TheJacksonLaboratory / diachromatic

Diachromatic is a Java application for preprocessing and quality control of Hi-C and CHi-C data.
https://diachromatic.readthedocs.io/en/latest/
GNU General Public License v3.0
3 stars 1 forks source link

FSI #107

Closed pnrobinson closed 5 years ago

pnrobinson commented 5 years ago

Given this huge number, we reasoned that it is very unlikely that the same cross-ligation event occurs twice. Therefore, we defined the fraction of singleton interactions as the ratio of singleton read pairs and all read pairs.

It is unclear what we gain from this definition. A large FSI is bad but how much does this depend on sequencing depth? How do we use this number to interpret the experiment?

hansenp commented 5 years ago

Yes, the FSI is intended to reflect the amount of cross-ligation between dangling ends of unrelated protein-DNA complexes. I think the ratio of cis and trans read pairs that is commonly used is intended to reflect the same.

This relates also to the required sequencing depth. The greater the proportion of artifactual cross-ligation read pairs, the more reads have to be sequenced in order to get the same amount of valid pairs.

hansenp commented 5 years ago

I revised the text that tries to explain the FSI. Now it looks as follows:

image

@pnrobinson: Is this more clear now? If this is the case, close this issue.

pnrobinson commented 5 years ago

Revised like this

Proportion of singleton interactions (PSI)

The ratio of the numbers of trans and cis read pairs is taken as an indicator of poor Hi-C libraries that contain many chimeric fragments arising from cross-ligations events between unrelated protein-DNA complexes (Wingett 2015, Nagano 2015). The :ref:align subcommand<rstalign> of Diachromatic calculates the CLC that is equivalent to the trans/cis ratio and defined as the proportion of trans read pairs amongst all uniquely mapped unique pairs. However, the trans/cis ratio quality measure may also depend on other factors such as the genome size and number of chromosomes of the analyzed species (Wingett 2015). Diachromatic therefore provides an alternative and possibly more robust quality metric that can also be used to assess the extent of cross-ligation.

Amongst the trans read pairs, we generally observe a large proportion of single restriction digest pairs that occur only once in the entire dataset. The number of all possible different cross-ligation events (including cis and trans) can roughly be estimated as the square of the number of all restriction digests across the entire genome. Given this huge number, we reasoned that it is very unlikely that the same artefactual cross-ligation event occurs twice by chance, and correspondingly hypoithesize that cross-ligation events primarily result in interactions (or digest pairs) with only one read pair. Therefore, we defined the fraction of singleton interactions as the proportion of interactions with only one read pair amongst all interactions.

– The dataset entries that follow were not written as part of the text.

PR #2447, opened 2025-03-06
feat: new "content" option to copy command

Dantescur:
Added the content type handling in the copy command, allowing file content to be copied to the clipboard.

### DIFF
--- a/yazi-config/preset/keymap-default.toml
+++ b/yazi-config/preset/keymap-default.toml
@@ -98,6 +98,7 @@ keymap = [
 	{ on = [ "c", "d" ], run = "copy dirname",          desc = "Copy the directory path" },
 	{ on = [ "c", "f" ], run = "copy filename",         desc = "Copy the filename" },
 	{ on = [ "c", "n" ], run = "copy name_without_ext", desc = "Copy the filename without extension" },
+	{ on = [ "c", "g" ], run = "copy content",         desc = "Copy the content" },
 
 	# Filter
 	{ on = "f", run = "filter --smart", desc = "Filter files" },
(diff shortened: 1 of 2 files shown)


sxyazi:
Thank you for the PR, I have some questions:

- What is the behavior when the user selects multiple files?
- What happens when the user copies a binary file, or a file contains binary content?
- What happens when the user selects a text file along with a binary file?

Dantescur:
> * What is the behavior when the user selects multiple files?

If multiple files are selected it works as expected, copying all file contents with a new line between file contents 

Screenshot_06-Mar_02-35-42_8688



> * What happens when the user copies a binary file, or a file contains binary content?

when the user tries to copy a binary file or a file that contains binary content, the copy command attempts to read the file as text using fs::read_to_string. If the content cannot be interpreted as text (such as with binary files), an error will be caught and logged. 

Screenshot_06-Mar_02-37-09_10992

In this case, the command will return an empty string (Cow::Borrowed(OsStr::new(""))) as a fallback, ensuring that the operation doesn't break.

> * What happens when the user selects a text file along with a binary file?

When the user selects both a text file and a binary file, the copy command will first try to read the text file and copy its content to the clipboard.
When it encounters the binary file, it will return an empty string, as binary content cannot be copied as text.
Both files will still be processed in sequence, with the text content copied and the binary file effectively ignored (in terms of content) and logging the previous error showed.

Hope this help, open to suggestions and thanks for this great project ❤️

Dantescur:
@sxyazi Just following up on this PR—let me know if there's anything that needs improvement! I'm not very familiar with the codebase, so if you have any suggestions or a preferred approach, I'd be happy to adjust the implementation. Thanks for your time!

mikavilpas:
fwiw, here is an 80% implementation I am using in my own config

https://github.com/mikavilpas/dotfiles/blob/7d9379329aaa8c9633ab20bbcc8930462358aa39/.config/yazi/keymap.toml?plain=1#L30-L35

```toml
# keymap.toml
[[mgr.prepend_keymap]]
desc = "Copy contents to the clipboard"
on = ["c", "i"] # copy inside
run = '''
shell 'cat $@ | pbcopy'
'''
```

We typically observe very high PSI around 90%. However, not all of these interactions are necessarily the result of cross-ligation events. There might be other factors that contribute singelton interactions such as occasional non-functional contacts of spatial proximity.

The specific PSI value depends on the restriction enzyme (for instance, there are mauny more digests with four-cutters than with six-cutters) and on the experimental conditions (for instance, we would expect lower values of PSI with capture Hi-C than with Hi-C because of the enrichment step). It is impossible to observe whether a singleton corresponds to cross ligation or to a rare true interaction. However, for the same set of experimental parameters, if one experiment shows an unusually high PSI, this may be a sign of problems in the construction of the Hi-C library.

hansenp commented 5 years ago

90% was for the CTCF depletion Hi-C data. For the capture Hi-C data of Mifsud et al. 2015 there are even higher values between 94% and 98%.

The specific PSI value depends on the restriction enzyme (for instance, there are mauny more digests with four-cutters than with six-cutters) and on the experimental conditions (for instance, we would expect lower values of PSI with capture Hi-C than with Hi-C because of the enrichment step).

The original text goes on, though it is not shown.